British Virgin Islands
Goldilocks may not have been open-water certified, but she had a diver's mentality.
Ask traveling divers to describe their ideal Caribbean destination, and they'll probably have a host of things that they want to find "just right" a tropical location (less than 25 degrees north of the Equator) for burgeoning coral and fish life, a country where English is spoken without a phrasebook and dollars are accepted at par, seas with low tidal flow for gentle currents, a place where the best dive sites are shallow enough to allow ample bottom time, where the visibility is impressive, the water is blue and the landscape postcard-beautiful, and where it's still possible to find a deserted beach for a picnic lunch.
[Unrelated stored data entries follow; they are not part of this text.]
Issue #75, opened 2016-09-18
Update ticket model save logic


ricco386:
Once ticket is created and stored in DB order should be automatically generated if it is not part of the ticket.

Create [save()](https://docs.djangoproject.com/en/1.10/topics/db/models/#overriding-predefined-model-methods) method that will check if order is not set and if so, create new order. Set status to awaiting_payment, price is copied from ticket type, and discount is calculated from percentage if discount it set.

kapucko:
I'm taking also this one.

SvetlanaM:
pre_save and post_save signals are also good https://docs.djangoproject.com/en/1.10/topics/signals/ on this

ricco386:
PR merged

PR #104, opened 2016-09-29
#75 ticket save logic

kapucko:
model logic updated + 1 test


konfera/models/ticket.py
```diff
@@ -2,6 +2,8 @@
 from django.utils.translation import ugettext_lazy as _
 
 from konfera.models.speaker import TITLE_UNSET, TITLE_CHOICES
+from konfera.models.order import Order
+from django.utils import timezone
```
ricco386: please move django import together, and leave one blank line between django and konfera imports, so it is according PEP8.

https://www.python.org/dev/peps/pep-0008/#imports

konfera/models/ticket.py
```diff
@@ -30,3 +32,14 @@ def __str__(self):
             first_name=self.first_name,
             last_name=self.last_name
         ).strip()
+
+    def save(self, *args, **kwargs):
+        if not hasattr(self, 'order'):
+            discount = 0
+            if self.discount_code:
```
ricco386: add blank line before if for better readability.

konfera/models/ticket.py
```diff
@@ -30,3 +32,14 @@ def __str__(self):
...
+                discount = self.type.price * self.discount_code.discount/100
```
ricco386: Please create function discount_calculator() with logic above to calculate and return discount. We will most likely update this logic a bit more in near future.

konfera/models/ticket.py
```diff
@@ -30,3 +32,14 @@ def __str__(self):
...
+            order = Order(price=self.type.price, discount=discount, status='awaiting_payment',
+                          purchase_date=timezone.now())
+            order.save()
+            self.order = order
+        super(Ticket, self).save(*args, **kwargs) # Call the "real" save() method.
```
ricco386: Comments are good, but in this case it is obvious what you are doing, therefore I think not necessary here. Besides you are missing one space there, so it breaks PEP8 and travis continuous deployment. Either fix PEP8 or remove comment.

konfera/models/ticket.py
```diff
@@ -30,3 +32,14 @@ def __str__(self):
             first_name=self.first_name,
             last_name=self.last_name
         ).strip()
+
+    def save(self, *args, **kwargs):
+        if not hasattr(self, 'order'):
+            discount = 0
+            if self.discount_code:
+                discount = self.type.price * self.discount_code.discount/100
+            order = Order(price=self.type.price, discount=discount, status='awaiting_payment',
```
ricco386: Using string instead of constant is bad practice. Please import from order AWAITING and use constant for status.

konfera/tests/test_models.py
```diff
@@ -133,6 +133,28 @@ def test_string_representation(self):
             '%s %s %s' % (dict(TITLE_CHOICES)[entry.title], entry.first_name, entry.last_name)
         )
 
+    def test_automatic_order_generator(self):
+        location = models.Location(title='test_title', street='test_street', city='test_city', postcode=000000,
+                                   state='test_state', capacity=20)
+        location.save()
+        event = models.Event(title='test_event', description='test', event_type='meetup', status='published',
```
ricco386: Please consider importing status and use const. In test I dont mind that much, but it is good practice to use const as you are preventing typos, and if in future we need to change it, we'll do it at one place.

konfera/tests/test_models.py
```diff
@@ -133,6 +133,28 @@ def test_string_representation(self):
...
+                             location=location, date_from=timezone.now(), date_to=timezone.now())
```
ricco386: you can store timezone.now() in variable and use it everywhere. Reason for this is that you pre-cache the value so you don't need to ask for it multiple times, and other thing is that the values would be different as milliseconds would change while this will be processed.

kapucko:
Thanks for feedback :) should be fixed now...

konfera/models/ticket.py
```diff
@@ -33,13 +33,15 @@ def __str__(self):
             last_name=self.last_name
         ).strip()
 
+    def discount_calculator(self):
+        if self.discount_code:
+            return self.type.price * self.discount_code.discount / 100
+        return 0
```
ricco386: If you can avoid have multiple return in function, please do that in future. It will improve readability and reduce code complexity. You can do it like this:

```
def discount_calculator(self):
       discount = 0

       if self.discount_code:
           discount = self.type.price * self.discount_code.discount / 100
       return discount
```

konfera/tests/test_models.py
```diff
@@ -134,22 +134,22 @@ def test_string_representation(self):
...
 
     def test_automatic_order_generator(self):
+        time = timezone.now()
         location = models.Location(title='test_title', street='test_street', city='test_city', postcode=000000,
                                    state='test_state', capacity=20)
         location.save()
-        event = models.Event(title='test_event', description='test', event_type='meetup', status='published',
-                             location=location, date_from=timezone.now(), date_to=timezone.now())
+        event = models.Event(title='test_event', description='test', event_type='meetup',
+                             status=models.event.PUBLISHED, location=location, date_from=time, date_to=time)
```
ricco386: Probably better to import at the top of the file and use only constant here, also I noticed event_type above can used const as well...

Oh and shipwrecks. They'll probably want shipwrecks.
Discerning divers will find every single one of those requirements satisfied to "just right" proportions in the British Virgin Islands.
"This tends to be easy but interesting diving," says Duncan Muirhead, owner of the luxury live-aboard sailing trimaran Cuan Law. "We have divers who began diving with us when they were just newly certified and are still coming back now that they are extremely experienced. I think that speaks volumes about the quality of the diving here."
Probably the best-known of BVI dive sites is the wreck of the Royal Mail Steamship Rhone, sunk by a hurricane off Salt Island in 1867 and resting today in two main sections near Black Rock. It's still impressively recognizable as a coral-encrusted ship after almost 140 years underwater; the Rhone's bow was used to film underwater portions of the feature film The Deep. Divers looking for the giant man-eating green moray from that film will be disappointed (it was a latex puppet, and now resides in a museum in Bermuda), but they may find themselves puppy-dogged by "Fang," the wreck's resident barracuda.
"The Rhone was 310 feet long and had more than 300 passenger cabins. It's such a huge wreck that the many visitors spend one entire day diving it a first dive on the bow, which is deeper, followed by a dive on the stern and then a night dive."
Nearly as impressive is the wreck of the Korean refrigerator vessel Chikuzen, which burned and sank 7.5 miles northwest of Tortola. Resting today in 75 feet of water, the 246-foot wreck is a homing beacon of sorts for sharks and rays, and a whale shark has even been encountered at this site.
In a word or two words just right.
And who knows? With a destination like this, Goldilocks just might get her Open Water certification.
It's that sort of place.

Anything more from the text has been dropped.